▶ **WHAT IS REQUIRED**:
In the data, find each line where the word "unit" appears and list that line.

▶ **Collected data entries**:
PR #1086, opened 2024-05-20
implement AstriaWithdrawer contract and ethereum watcher

noot:
## Summary
implement `ethereum` module for astria-bridge-withdrawer.

## Background
required to read from the astria withdrawal evm contract.

## Changes
- implement `AstriaWithdrawer.sol` contract, put inside `ethereum/` dir as a foundry project
- implement `ethereum` module which contains a `Watcher` that watches the contract for `Withdrawal` events
- the events are sent to a `Batcher` which batches all events by block number and sends a batch of events to a sequencer handler (to be implemented later)

## Testing
unit tests

## Related Issues

 #913


crates/astria-bridge-withdrawer/ethereum/out/AstriaWithdrawer.sol/AstriaWithdrawer.json
```diff
@@ -0,0 +1 @@
...e":"EmitStatement","src":"257:44:0"}]},"functionSelector":"0968f264","implemented":true,"kind":"function","modifiers":[],"name":"withdraw","nameLocation":"200:8:0","parameters":{"id":12,"nodeType":"ParameterList","parameters":[{"constant":false,"id":11,"mutability":"mutable","name":"memo","nameLocation":"224:4:0","nodeType":"VariableDeclaration","scope":23,"src":"209:19:0","stateVariable":false,"storageLocation":"calldata","typeDescriptions":{"typeIdentifier":"t_bytes_calldata_ptr","typeString":"bytes"},"typeName":{"id":10,"name":"bytes","nodeType":"ElementaryTypeName","src":"209:5:0","typeDescriptions":{"typeIdentifier":"t_bytes_storage_ptr","typeString":"bytes"}},"visibility":"internal"}],"src":"208:21:0"},"returnParameters":{"id":13,"nodeType":"ParameterList","parameters":[],"src":"247:0:0"},"scope":24,"stateMutability":"payable","virtual":false,"visibility":"external"}],"abstract":false,"baseContracts":[],"canonicalName":"AstriaWithdrawer","contractDependencies":[],"contractKind":"contract","fullyImplemented":true,"linearizedBaseContracts":[24],"name":"AstriaWithdrawer","nameLocation":"81:16:0","scope":25,"usedErrors":[],"usedEvents":[9]}],"license":"MIT or Apache-2.0"},"id":0}
```
noot, line 1: i committed this because otherwise we have to install foundry in ci which was painful last time - however this will need to be updated if the contract changes. thoughts?

itamarreif (approved):
Only thing that sticks out to me is back pressure:
- both the watcher->batcher and the batcher->submitter channels have capacity of 100 
- both use `send()` instead of `send_timeout()`
- submitter logic will use `broadcast_tx_commit` so might take a bit of time in the event of a congested mempool on the sequencer side
- if withdraws for 100 entire blocks clog up the batcher->submitter channel, the next 100 individual withdraws will clog up the watcher->batcher channel

doesn't seem like too big of a problem if we choose the right values for channel sizes (100 is probably fine) but figured it would be useful to flag and maybe clarify somewhere in the documentation

crates/astria-bridge-withdrawer/ethereum/out/AstriaWithdrawer.sol/AstriaWithdrawer.json
itamarreif: i agree - its nicer to have these committed rather than having to deal with with foundry every time.

joroshiba: Absolutely agreed here

crates/astria-bridge-withdrawer/ethereum/README.md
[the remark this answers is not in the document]
noot: i think `forge build` should automatically do it

crates/astria-bridge-withdrawer/ethereum/lib/forge-std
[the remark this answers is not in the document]
noot: yeah, this is just how foundry is set up, `forge build` should install everything. we don't use the forge-std deps right now but if we want to add solidity unit tests we will

noot:
> doesn't seem like too big of a problem if we choose the right values for channel sizes (100 is probably fine) but figured it would be useful to flag and maybe clarify somewhere in the documentation

yeah this is pretty arbitrary, i just picked a random number basically. i suppose the watcher->batcher channel will probably have more items than the batcher->submitter, so maybe the value for that should be higher. i can add a comment for now saying the values are arbitrary

> both use send() instead of send_timeout()

i think `send_timeout` would be kinda bad, since we want to guarantee 1 eth block of withdrawals -> 1 sequencer tx without missing any, if there's timeouts there's a chance a tx within the block could be missed? i'd prefer that if anything fails to send, we just error at this point. not against timeouts but depends how we implement tracking txs that have been submitted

▶ **RESPONSE**:
unit tests
noot: yeah, this is just how foundry is set up, `forge build` should install everything. we don't use the forge-std deps right now but if we want to add solidity unit tests we will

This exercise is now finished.